Hmm I'll try my best not to assume in regards to your question.

If horizontal velocity and hence displacement were 0,
- Vertical acceleration would remain the same 7.03 X 10^13
- Time would also remain the same
- Vertical Velocity would also remain the same since

V2y^2 = V1y^2 + 2ay (dy)

V1y would still be 0.

So to answer my own question, the Distance I would use is the distance between the plates not the distance the electron has traveled. If i were to use the distance the electron has traveled, it would go against the equation making it,
V2y^2 = V1y^2 + 2ay (d "x" ) which wouldn't make sense.
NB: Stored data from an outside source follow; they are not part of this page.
PR #294, opened 2023-11-13
Test and document Config

### LINKED ISSUE #204: Improve `Config` ergonomy

### LINKED ISSUE #205: `config.getSecret` shorthand config key name is broken
The shorthand config key name is broken for secrets, this returns empty output:
`val mySecret = config.getSecret("mySecret")`

and when the key has the explicit namespace it works as expected:
`val mySecret = config.getSecret("aws-secrets-manager:mySecret")`

Relates to #204

pawelprazak:
- finishing touches on #287 to improve `Config` ergonomy
- add `Output[Option[A]].orElse` and `.getOrElse`
- add unit tests, integration tests, scaladoc

Fixes #204
Fixes #205

### DIFF
--- a/core/src/main/scala/besom/future.scala
+++ b/core/src/main/scala/besom/future.scala
@@ -3,13 +3,40 @@ package besom
 import besom.internal.*
 import scala.concurrent.*
 
+/** A module that provides a runtime for the [[scala.concurrent.Future]] monad.
+  */
 trait FutureMonadModule extends BesomModule:
   override final type Eff[+A] = scala.concurrent.Future[A]
-  given ExecutionContext      = scala.concurrent.ExecutionContext.global
+  given ExecutionContext                 = scala.concurrent.ExecutionContext.global
   protected lazy val rt: Runtime[Future] = FutureRuntime()
 
   implicit val toFutureFuture: Result.ToFuture[Eff] = new Result.ToFuture[Future]:
     def eval[A](fa: => Future[A]): () => Future[A] = () => fa
 
+/** Besom API entry point for the [[scala.concurrent.Future]] monad.
+  *
+  * All Pulumi programs are executed in Besom context [[besom.Context]]
+  *
+  * Most notable methods exposed by [[besom.Pulumi]] are:
+  *   - [[besom.internal.BesomModule.run]] - the Pulumi program function
+  *   - [[besom.internal.BesomSyntax.exports]] - the Pulumi Stack outputs
+  *   - [[besom.internal.BesomSyntax.config]] - configuration and secrets
+  *   - [[besom.internal.BesomSyntax.log]] - all your logging needs
+  *
+  * Inside `Pulumi.run` block you can use all methods without `Pulumi.` prefix. All functions that belong to Besom
+  * program but are defined outside the `Pulumi.run` block should have the following using clause: `(using Context)` or
+  * `(using besom.Context)` using a fully qualified name of the type.
+  *
+  * The hello world example:
+  * {{{
+  * import besom.*
+  *
+  * @main def main = Pulumi.run {
+  *   for
+  *     _ <- log.warn("Nothing's here yet, it's waiting for you to write some code!")
+  *   yield exports()
+  * }
+  * }}}
+  */
 object Pulumi extends FutureMonadModule
-export Pulumi.{ *, given }
+export Pulumi.{*, given}
--- a/core/src/main/scala/besom/internal/BesomModule.scala
+++ b/core/src/main/scala/besom/internal/BesomModule.scala
@@ -3,11 +3,44 @@ package besom.internal
 import com.google.protobuf.struct.*
 import besom.internal.logging.{LocalBesomLogger => logger, BesomLogger}
 
+/** An abstract effect Besom module, which can be implemented for different effect types.
+  * @tparam Eff
+  *   the effect type
+  * @see
+  *   [[besom.Pulumi]]
+  * @see
+  *   [[besom.internal.BesomModule]]
+  * @see
+  *   [[besom.internal.BesomSyntax]]
+  */
 trait EffectBesomModule extends BesomSyntax:
   type Eff[+A]
 
   protected lazy val rt: Runtime[Eff]
 
+  /** Run a [[besom.Pulumi]] program in the Besom [[besom.Context]] and export Stack outputs.
+    *
+    * Inside `Pulumi.run` block you can use all methods without `Pulumi.` prefix. All functions that belong to Besom program but are defined
+    * outside the `Pulumi.run` block should have the following using clause: `(using Context)` or `(using besom.Context)` using a fully
+    * qualified name of the type.
+    *
+    * Example:
+    * {{{
+    * import besom.*
+    * import besom.api.aws
+    *
+    * @main def run = Pulumi.run {
+    *   for
+    *     bucket <- aws.s3.Bucket("my-bucket")
+    *   yield exports(
+    *     bucketUrl = bucket.websiteEndpoint
+    *   )
+    * }
+    * }}}
+    *
+    * @param program
+    *   the program to run
+    */
   def run(program: Context ?=> Output[Exports]): Unit =
     val everything: Result[Unit] = Result.scoped {
       for
@@ -36,6 +69,12 @@ trait EffectBesomModule extends BesomSyntax:
       case Right(_) =>
         sys.exit(0)
 
+/** The Besom module provides the core functionality of the Besom runtime.
+  * @see
+  *   [[besom.Pulumi]]
+  * @see
+  *   [[besom.internal.EffectBesomModule]]
+  */
 trait BesomModule extends EffectBesomModule {
   export besom.types.{*, given}
   export besom.util.interpolator.{*, given}
--- a/core/src/main/scala/besom/internal/Output.scala
+++ b/core/src/main/scala/besom/internal/Output.scala
@@ -8,9 +8,9 @@ import scala.collection.BuildFrom
   *
   * Invariant: dataResult has to be registered in TaskTracker by the time it reaches the constructor here!
   * @param dataResult
-  *   Effect of type Result[A]
+  *   Effect of type [[Result]][A]
   * @param ctx
-  *   Context
+  *   the Besom [[Context]]
   */
 class Output[+A] private[internal] (using private[besom] val ctx: Context)(
   private val dataResult: Result[OutputData[A]]
@@ -77,7 +77,9 @@ trait OutputFactory:
     coll: CC[A]
   )(
     f: A => Output[B]
-  )(using BuildFrom[CC[Output[B]], B, To], Context): Output[To] = sequence(coll.map(f).asInstanceOf[CC[Output[B]]])
+  )(using BuildFrom[CC[Output[B]], B, To], Context): Output[To] = sequence(
+    coll.iterator.map(f).asInstanceOf[CC[Output[B]]]
+  )
   def fail(t: Throwable)(using Context): Output[Nothing] = Output.fail(t)
 trait OutputExtensionsFactory:
   implicit final class OutputSequenceOps[A, CC[X] <: IterableOnce[X], To](coll: CC[Output[A]]):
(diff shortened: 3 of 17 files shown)


core/src/main/scala/besom/internal/Output.scala
```diff
@@ -77,15 +77,22 @@ trait OutputFactory:
...
   def fail(t: Throwable)(using Context): Output[Nothing] = Output.fail(t)
 trait OutputExtensionsFactory:
   implicit final class OutputSequenceOps[A, CC[X] <: IterableOnce[X], To](coll: CC[Output[A]]):
     def sequence(using BuildFrom[CC[Output[A]], A, To], Context): Output[To] =
       Output.sequence(coll)
   implicit final class OutputTraverseOps[A, CC[X] <: IterableOnce[X]](coll: CC[A]):
     def traverse[B, To](f: A => Output[B])(using BuildFrom[CC[Output[B]], B, To], Context): Output[To] =
-      coll.map(f).asInstanceOf[CC[Output[B]]].sequence
+      coll.iterator.map(f).asInstanceOf[CC[Output[B]]].sequence
+  implicit final class OutputOptionOps[A](output: Output[Option[A]]):
```
pawelprazak, line 91: @lbialy please have a look if those two methods make sense in this context

prolativ: Is there any specific reason why implicit classes are used here instead of scala 3 extension methods?

core/src/main/scala/besom/internal/Output.scala
```diff
@@ -77,15 +77,22 @@ trait OutputFactory:
...
+    def getOrElse[B >: A](default: => B)(using Context): Output[B] =
```
prolativ, line 92: IMO it would be nice if a user could also pass values wrapped in `Output` as an argument as well
```suggestion
    def getOrElse[B >: A](default: => B | Output[B])(using Context): Output[B] =
```

core/src/main/scala/besom/internal/Output.scala
```diff
@@ -77,15 +77,22 @@ trait OutputFactory:
...
+      output.flatMap(_.fold(Output(default))(Output(_)))
+    def orElse[B >: A](alternative: => Option[B]): Output[Option[B]] =
```
prolativ, line 94: Maybe
```suggestion
    def orElse[B >: A](alternative: => Option[B] | Output[Option[B]]): Output[Option[B]] =
```?

File: core/src/main/scala/besom/util/NonEmptyString.scala [hunk 4]
```diff
@@ -3,20 +3,42 @@ package besom.util
...
+
+  /** @param s
+   * a [[String]] to be converted to a [[NonEmptyString]].
+   * @return
+   * a [[NonEmptyString]] if the given [[String]] is not empty or blank.
+   */
   inline def from(inline s: String): NonEmptyString = ${ fromImpl('s) }
 
-  def fromImpl(expr: Expr[String])(using quotes: Quotes): Expr[NonEmptyString] =
+  private def fromImpl(expr: Expr[String])(using quotes: Quotes): Expr[NonEmptyString] =
```
pawelprazak, line 41: I've assumed it was not intentionally exposed.

core/src/main/scala/besom/types.scala
```diff
@@ -91,8 +150,15 @@ object types:
   object Label:
     def fromNameAndType(name: NonEmptyString, rt: ResourceType): Label = s"$name[$rt]"
 
+  /** URN is and automatically constructed globally unique identifier for the resource
```
pawelprazak, line 153:
```suggestion
  /** URN is an automatically constructed globally unique identifier for the resource
```

core/src/main/scala/besom/internal/BesomModule.scala
```diff
@@ -3,40 +3,62 @@ package besom.internal
...
-        _              <- BesomLogger.setupLogger()
-        runInfo        <- RunInfo.fromEnv
-        _              <- logger.debug(s"Besom starting up in ${if runInfo.dryRun then "dry run" else "live"} mode.")
-        taskTracker    <- TaskTracker()
-        monitor        <- Result.resource(Monitor(runInfo.monitorAddress))(_.close())
-        engine         <- Result.resource(Engine(runInfo.engineAddress))(_.close())
-        _              <- logger.debug(s"Established connections to monitor and engine, spawning streaming pulumi logger.")
-        logger         <- Result.resource(BesomLogger(engine, taskTracker))(_.close())
-        config         <- Config.forProject(runInfo.project)
+        _           <- BesomLogger.setupLogger()
```
pawelprazak, line 28: don't know why `scalafmt` decided to change this

core/src/main/scala/besom/internal/Output.scala
pawelprazak: I've just followed the file's style, but actually was surprised as well, CC @lbialy

core/src/main/scala/besom/types.scala
```diff
@@ -68,20 +116,31 @@ object types:
...
+      *   a function token string to parse
+      * @return
+      *   a [[FunctionToken]] if the string is valid, otherwise an compile time error occurs
+      */
     // validate that function token contains two colons between three identifiers, see @ResourceType
     inline def from(s: String): FunctionToken =
       requireConst(s)
-      inline if !constValue[Matches[s.type, ".+:.+:.+"]] then
-        error("Invalid function token")
+      inline if !constValue[Matches[s.type, ".+:.+:.+"]] then error("Invalid function token")
```
pawelprazak, line 135: `scalafmt` insisted on this formating

core/src/main/scala/besom/internal/Output.scala
prolativ: Actually `Option[B] | Output[Option[B]]` could be written more shortly as `Input[Option[B]]`. The question is whether we would like to constrain the usage of `Input` to `Args` classes or not

core/src/main/scala/besom/internal/Output.scala
pawelprazak: reimplemented according to the suggestion

core/src/main/scala/besom/internal/Output.scala
pawelprazak: reimplemented according to the suggestion

core/src/main/scala/besom/internal/BesomModule.scala
lbialy: maxColumns=120, should be 140, set maxColumns=140, reformat it back to how it was, don't check in change in .scalafmt.conf into this commit, just revert the reformatting here, we have to fix this in one go everywhere but let's not break our blame needlessly because we'll mark the reformatting commit as blame-transparent for git later

core/src/main/scala/besom/internal/Output.scala
lbialy: @KacperFKorban had a good reason for `implicit class` here, I think it was related to `import x.*` vs `import x.{*, given}` but that doesn't sound correct in regard to extension methods? Kacper, could you weigh in?

core/src/main/scala/besom/types.scala
lbialy: artifact from maxColumns=100 time I think, it's fine

core/src/main/scala/besom/util/NonEmptyString.scala
lbialy: good assumption

core/src/main/scala/besom/internal/Output.scala
KacperFKorban: This issue is in fact about extension methods.

The thing is that we don't just want to use `extension` methods. That's because extension methods can also be called as regular methods and this litters the scope, since in some cases we only want it to be an extension. That's why a true extension only method is defined as a given with that extension method inside e.g.:
```
given AnyRef with
  extension (i: Int)
    def foo = i + 1
```

This goes back to needing to do `import x.given` in addition to the usual `import x.*`.

lbialy:
Ah, yeah. And an implicit class is given with extension but without given.

core/src/main/scala/besom/future.scala
```diff
@@ -11,5 +14,22 @@ trait FutureMonadModule extends BesomModule:
   implicit val toFutureFuture: Result.ToFuture[Eff] = new Result.ToFuture[Future]:
     def eval[A](fa: => Future[A]): () => Future[A] = () => fa
 
+/**
+ * Besom API entry point for the [[scala.concurrent.Future]] monad.
+ *
+ * Please see `run` and `exports` methods to get started.
+ * Other notable methods are `log` and `config`.
```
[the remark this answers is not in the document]
pawelprazak: done

core/src/main/scala/besom/internal/Output.scala
```diff
@@ -77,15 +77,26 @@ trait OutputFactory:
...
     def sequence(using BuildFrom[CC[Output[A]], A, To], Context): Output[To] =
       Output.sequence(coll)
   implicit final class OutputTraverseOps[A, CC[X] <: IterableOnce[X]](coll: CC[A]):
     def traverse[B, To](f: A => Output[B])(using BuildFrom[CC[Output[B]], B, To], Context): Output[To] =
-      coll.map(f).asInstanceOf[CC[Output[B]]].sequence
+      coll.iterator.map(f).asInstanceOf[CC[Output[B]]].sequence
+  implicit final class OutputOptionOps[A](output: Output[Option[A]]):
+    def getOrElse[B >: A](default: => B | Output[B]): Output[B] =
+      default match
+        case b: Output[B] => for o <- output; b <- b yield o.getOrElse(b)
```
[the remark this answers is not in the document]
pawelprazak: done

core/src/main/scala/besom/internal/Output.scala
```diff
@@ -77,15 +77,26 @@ trait OutputFactory:
...
+        case b: B         => for o <- output yield o.getOrElse(b)
+    def orElse[B >: A](alternative: => Option[B] | Output[Option[B]]): Output[Option[B]] =
+      alternative match
+        case a: Output[Option[B]] => for o <- output; a <- a yield o.orElse(a)
+        case a: Option[B]         => for o <- output yield o.orElse(a)
```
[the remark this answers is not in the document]
pawelprazak: done

pawelprazak:
addressed the comments, added `ConfigError` and cleaned up Config factory methods from `throws`

core/src/main/scala/besom/future.scala
```diff
@@ -3,13 +3,40 @@ package besom
...
 
+/** Besom API entry point for the [[scala.concurrent.Future]] monad.
+  *
+  * All Pulumi programs are executed in Besom context [[besom.Context]]
+  *
+  * Most notable methods exposed by [[besom.Pulumi]] are:
+  *   - [[besom.internal.BesomModule.run]] - the Pulumi program function
+  *   - [[besom.internal.BesomSyntax.exports]] - the Pulumi Stack outputs
+  *   - [[besom.internal.BesomSyntax.config]] - configuration and secrets
+  *   - [[besom.internal.BesomSyntax.log]] - all you logging needs
```
lbialy, line 24: typo xD `you` -> `your`

core/src/main/scala/besom/internal/BesomModule.scala
```diff
@@ -3,30 +3,63 @@ package besom.internal
...
         featureSupport <- FeatureSupport(monitor)
-        _              <- logger.trace(s"Environment:\n${sys.env.toSeq.sortBy(_._1).map((k, v) => s"$k: $v").mkString("\n")}")
-        _              <- logger.debug(s"Resolved feature support, spawning context and executing user program.")
-        ctx            <- Context(runInfo, taskTracker, monitor, engine, logger, featureSupport, config)
-        userOutputs    <- program(using ctx).map(_.toResult).getValueOrElse(Result.pure(Struct()))
-        _              <- Stack.registerStackOutputs(runInfo, userOutputs)(using ctx)
-        _              <- ctx.waitForAllTasks
+        _   <- logger.trace(s"Environment:\n${sys.env.toSeq.sortBy(_._1).map((k, v) => s"$k: $v").mkString("\n")}")
+        _   <- logger.debug(s"Resolved feature support, spawning context and executing user program.")
+        ctx <- Context(runInfo, taskTracker, monitor, engine, logger, featureSupport, config)
```
lbialy, line 59: why are these 3 lines indented this way? could you set maxColumns to 140 and reformat? I know it's asinine of me to demand ascii graphics in code but I really want to avoid dumb changes in the single reformat commit.

lbialy (changes requested):

core/src/main/scala/besom/future.scala
pawelprazak:
```suggestion
  *   - [[besom.internal.BesomSyntax.log]] - all your logging needs
```

lbialy (approved):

Now, to finish off Question C I would find V2y and then use

V^2 = V2(y)^2 + V1(x)^2

to find the velocity of the electron as it strikes the plate, and of course, look for the direction as well.

Is this correct?

 

[TSny]

So to answer my own question, the Distance I would use is the distance between the plates not the distance the electron has traveled. If i were to use the distance the electron has traveled, it would go against the equation making it,
V2y^2 = V1y^2 + 2ay (d "x" ) which wouldn't make sense.

Now, to finish off Question C I would find V2y and then use

V^2 = V2(y)^2 + V1(x)^2

to find the velocity of the electron as it strikes the plate.

Is this correct?

Yes. But velocity is a vector quantity. So, you need to either specify the answer with both a magnitude and a direction, or give the answer in unit vector notation.

 

[LionLieOn]

Yes. But velocity is a vector quantity. So, you need to either specify the answer with both a magnitude and a direction, or give the answer in unit vector notation.

Agreed. I didn't include direction in my last post just because I thought it was self explanatory. I shall edit it to make it more correct.